TASK
Where in the material does the word "into" appear? Copy each line that has it.

DATASET
Issue #4240, opened 2025-04-28
Pruning Integration


Wondertan:
This is a meta/epic issue for pruning integration based on https://github.com/celestiaorg/go-header/issues/260 WIP release.

Wondertan:
Initially I thought #4042 is the feature we need, but it is actually targeting a different problem

Wondertan:
We found a way to integrate pruning via https://github.com/celestiaorg/go-header/issues/301 without breaking storage, making #4243 and #4335 obsolete, so closing them.

PR #4283, opened 2025-05-26
test: Tastora framework integration with test for blob module

chatton:
### Overview

This PR adds 2 tests using the new [tastora](https://github.com/celestiaorg/tastora) library. 

This PR specifies a version of celestia-app that has [these changes](https://github.com/celestiaorg/celestia-app/pull/4854) as `TxClient` is not correctly handling accounts without it. 

This can stay as a reference PR until the changes linked above make their way into an RC.

One thing to note: the test sutie type in `e2e/e2e_test.go` will liekly end up moving directly into the tastora library and be importable directly into celestia-app and celestia-node tests, as a lot of the functionality here could be useful in both repos.


nodebuilder/tests/tastora/framework.go
```diff
@@ -0,0 +1,417 @@
...
+	celestia, err := f.provider.GetChain(ctx)
+	require.NoError(f.t, err, "failed to get chain")
+
+	err = celestia.Start(ctx)
+	require.NoError(f.t, err)
+
+	// verify the chain is producing blocks
+	require.NoError(f.t, wait.ForBlocks(ctx, 2, celestia))
+	return celestia
+}
```
chatton, line 398: based on the work in the refactor I think just this function will need to change (not now), it will end up building the chain a different way, this is great that it's scoped to a small function so the impact should be minimal 👍

nodebuilder/tests/tastora/framework.go
```diff
@@ -0,0 +1,417 @@
...
+
+	// Cleanup function
+	t.Cleanup(f.cleanup)
+
+	return f
+}
+
+// SetupNetwork initializes the complete network infrastructure.
+// This includes starting the Celestia chain and all DA nodes.
+func (f *Framework) SetupNetwork(ctx context.Context) error {
```
chatton, line 86: just an observation, it looks like the `Framework` type is implementing a lot of lifecycle type functions that exist in `suite.Suite`

did you consider making `Framework` a `suite.Suite` and implementing these as first class `SetupTest` / `SetupSuite` type functions?

```go
type Framework struct {
  suite.Suite
  // ....
}
```

would give access to all the `f.T().Require()` fns as an added bonus.

nodebuilder/tests/tastora/framework.go
```diff
@@ -0,0 +1,417 @@
...
+	genesisHash := block.Block.Header.Hash().String()
+	require.NotEmpty(f.t, genesisHash, "genesis hash is empty")
+	return genesisHash
+}
+
+// cleanup frees up all resources.
+func (f *Framework) cleanup() {
+	f.logger.Info("Cleaning up Tastora framework")
+	// Cleanup is handled by the Tastora framework automatically
+}
```
chatton: not sure if this provides any value?

chatton (commented):
Can't approve as I opened the original PR, adding ACK for usage of the tastora lib, everything looks good to me 👍

nodebuilder/tests/tastora/framework.go
gupadhyaya: it is better to keep the framework and testsuites not tightly coupled.
Framework = Infrastructure management (Docker, nodes, wallets)
TestSuite = Test orchestration and assertions
note that, testsuites extend suite.Suite

Makefile
```diff
@@ -160,6 +160,16 @@ test-integration-race:
...
 
+## test-blob: Run blob module tests via Tastora framework.
+test-blob:
+	@echo "--> Running blob module tests"
+	cd nodebuilder/tests/tastora && go test -v -run TestBlobTestSuite ./...
+
+## test-tastora: Run all Tastora framework tests.
+test-tastora: test-blob
+	@echo "--> Running all Tastora tests"
+	cd nodebuilder/tests/tastora && go test -v ./...
```
Wondertan: This will run the blob test twice. Is this a desired behavior? Seems unlikely.

nodebuilder/tests/tastora/config.go
```diff
@@ -0,0 +1,60 @@
...
+	return func(c *Config) {
+		c.LightNodeCount = count
+	}
+}
+
+// WithBlockTime sets the block time for the chain (for sync testing).
+func WithBlockTime(blockTime int) Option {
+	return func(c *Config) {
+		// This would be used in chain configuration
+		// Implementation depends on how block time is configured in Tastora
```
Wondertan: Do we track support for this somewhere?

nodebuilder/tests/tastora/framework.go
Wondertan: If there is nothing to clean up, let's just remove it.

To double-check, does every test artifact get removed? By docker?

nodebuilder/tests/tastora/framework.go
```diff
@@ -0,0 +1,542 @@
...
+
+	// Cleanup function
+	t.Cleanup(f.cleanup)
+
+	return f
+}
+
+// SetupNetwork initializes the complete network infrastructure.
+// This includes starting the Celestia chain and all DA nodes.
+func (f *Framework) SetupNetwork(ctx context.Context) error {
```
Wondertan, line 86: devx: What's the reason to _not_ run nodes lazily? I mean, calling `GetBridgeNode` could create a new node in-place, rather than requiring you to specify everything in advance in the config.

It may be a taste-dependent comment, but I find querying the node slice, which is manually indexed, to retrieve the needed node, quite inconvenient. Also, as a person who wrote a bunch of tests for the node with swamp, I can say you don't always get the correct number of nodes right before you start writing test, and simple ad-hoc calling of `NewLightNode`  when you need it is a minor, but still a devx win.

nodebuilder/tests/tastora/framework.go
```diff
@@ -0,0 +1,542 @@
...
+	return f.lightNodes
+}
+
+// GetCelestiaChain returns the Celestia chain instance.
+func (f *Framework) GetCelestiaChain() tastoratypes.Chain {
+	return f.celestia
+}
+
+// GetNodeRPCClient retrieves an RPC client for the provided DA node.
+func (f *Framework) GetNodeRPCClient(ctx context.Context, daNode tastoratypes.DANode) *rpcclient.Client {
```
Wondertan, line 220: devx: This could be inlined with getting a node. I mean, we need an RPC client at 95% for every node, and you could just add the method on DANode type that returns an RPC. Also, looking at DANode iface, for some reason it defines a bunch of methods copied from the client, which could be reduced.

nodebuilder/tests/tastora/framework.go
```diff
@@ -0,0 +1,542 @@
...
+				"P2P_NETWORK":     testChainID,
+			},
+		),
+	)
+	require.NoError(f.t, err, "failed to start light node")
+	return lightNode
+}
+
+// getGenesisHash returns the genesis hash of the chain.
+func (f *Framework) getGenesisHash(ctx context.Context, chain tastoratypes.Chain) string {
```
Wondertan, line 482: Note to myself that we can remove this after #4240 is merged.

nodebuilder/tests/tastora/blob_test.go
```diff
@@ -0,0 +1,405 @@
...
+	libBlobV1, err := blobtypes.NewV1Blob(namespace, dataV1, walletAddr)
+	s.Require().NoError(err)
+
+	// Submit mixed blobs via chain
+	signerStr := testWallet.GetFormattedAddress()
+	msg, err := blobtypes.NewMsgPayForBlobs(signerStr, appconsts.LatestVersion, libBlobV0, libBlobV1)
+	s.Require().NoError(err)
+
+	chain := s.framework.GetCelestiaChain()
+	resp, err := chain.BroadcastBlobMessage(ctx, testWallet, msg, libBlobV0, libBlobV1)
```
Wondertan: Do we send it through chain because you can't send the older version with node or what?

nodebuilder/tests/tastora/framework.go
```diff
@@ -0,0 +1,542 @@
...
+// getNodeImage returns the Celestia node image.
+func getNodeImage() string {
+	if tag := os.Getenv("CELESTIA_NODE_IMAGE"); tag != "" {
+		return tag
+	}
+	return nodeImage
+}
+
+// GenerateTestBlobs generates test blobs for blob operations
+func (f *Framework) GenerateTestBlobs(count int, dataSize int) ([]*blob.Blob, error) {
```
Wondertan: Shouldn't be a method, and part of this file. It doesn't use any fields on the Framework and is quite irrelevant to its responsibility. I would move it to test utilities next to the blob pkg or at least a separate utilities file. Same as other generator methods.

nodebuilder/tests/tastora/framework.go
```diff
@@ -0,0 +1,542 @@
...
+
+		blobs[i] = testBlob
+	}
+
+	return blobs, nil
+}
+
+// FillBlocks produces the given amount of contiguous blocks with customizable size.
+// This is needed for sync testing scenarios. Returns a channel that reports when done.
+func (f *Framework) FillBlocks(ctx context.Context, account string, blockSize, numBlocks int) (<-chan error, error) {
```
Wondertan: This method seems completely useless. It only simulates block filling, but also does it quite inaccurately with a fixed 100ms duration per block. Instead, we have a handy WaitForHeight client method that renders this method useless.

cc @gupadhyaya to confirm if this is used in swamp ports to tastora.

nodebuilder/tests/tastora/framework.go
```diff
@@ -0,0 +1,542 @@
...
+		}
+		errCh <- nil
+	}()
+
+	return errCh, nil
+}
+
+// WaitTillHeight waits until the chain reaches the specified height.
+// This is useful for sync testing scenarios.
+func (f *Framework) WaitTillHeight(ctx context.Context, height uint64) error {
```
Wondertan: This also seems redundant. Inaccurate and have a better alternative on the node client. If its not used for the test setup, I think this can be safely deleted

again, cc @gupadhyaya  to confirm

nodebuilder/tests/tastora/framework.go
```diff
@@ -0,0 +1,542 @@
...
+	celestiaAppImage   = "ghcr.io/celestiaorg/celestia-app"
+	defaultCelestiaTag = "v4.0.0-rc6"
+	nodeImage          = "ghcr.io/celestiaorg/celestia-node"
+	defaultNodeTag     = "v0.23.2-mocha"
+	testChainID        = "test"
+)
+
+// DefaultTestTimeout should be used as the default timeout on all Tastora tests.
+// It's generously set to 10 minutes to give enough time for CI.
+const DefaultTestTimeout = 10 * time.Minute
```
Wondertan: Is this even used?

nodebuilder/tests/tastora/framework.go
```diff
@@ -0,0 +1,542 @@
...
+	// wait for blocks to ensure the funds are available
+	require.NoError(f.t, wait.ForBlocks(ctx, 2, f.celestia))
+
+	bal := f.queryBalance(ctx, toAddr.String())
+	require.GreaterOrEqual(f.t, bal.Amount.Int64(), amount, "balance is not sufficient")
+}
+
+// FundNodeAccount funds a DA node's account address from the provided wallet.
+// This is a consolidated method that can be used across all test modules.
+func (f *Framework) FundNodeAccount(ctx context.Context, fromWallet tastoratypes.Wallet, daNode tastoratypes.DANode, amount int64) sdk.AccAddress {
```
Wondertan: devx: Any reason not to do it automatically for every node?

Wondertan (commented):
Reviewed mostly from devx persective.

nodebuilder/tests/tastora/framework.go
chatton: yeah cleanup should happen automatically. There are some issues to explicitly bypass this if we want resources to hang around for debugging purposes, but right now it should just delete everything so yeah this function doesn't need to exist.

nodebuilder/tests/tastora/config.go
gupadhyaya: this will be addressed in the followup PR that adds sync tests.

Makefile
gupadhyaya: when the next set of tests gets added, it will looks more like:
```
test-tastora: test-blob test-sync ...
```

nodebuilder/tests/tastora/framework.go
gupadhyaya: its used in the sync and das tests. let's revisit while review them. i prefer to keep it for now if ok?

Makefile
Wondertan: ok, but then we don't need to run `go test` manually.

nodebuilder/tests/tastora/framework.go
Wondertan: I mean #4330

Makefile
gupadhyaya: keeping go test and removing test-blob.

nodebuilder/tests/tastora/framework.go
gupadhyaya: we will revisit this in the next PR: https://github.com/celestiaorg/tastora/issues/76

nodebuilder/tests/tastora/framework.go
gupadhyaya: not needed as part of this PR, so removing it and will revise it in the next PR while adding the sync tests.

nodebuilder/tests/tastora/blob_test.go
gupadhyaya: i think mainly to test the alternative approach of sending blobs. we can still use node api.

nodebuilder/tests/tastora/framework.go
gupadhyaya: made it demand-based now.

nodebuilder/tests/tastora/blob_test.go
Wondertan: Hmm, not sure we should be testing orthogonal tools here, but the node

nodebuilder/tests/tastora/framework.go
gupadhyaya: ok. removed as it is not required in this PR. will add back in the relevant test in the next PRs.

nodebuilder/tests/tastora/blob_test.go
gupadhyaya: makes sense.

gupadhyaya (approved):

RESULT BELOW
This can stay as a reference PR until the changes linked above make their way into an RC.
One thing to note: the test sutie type in `e2e/e2e_test.go` will liekly end up moving directly into the tastora library and be importable directly into celestia-app and celestia-node tests, as a lot of the functionality here could be useful in both repos.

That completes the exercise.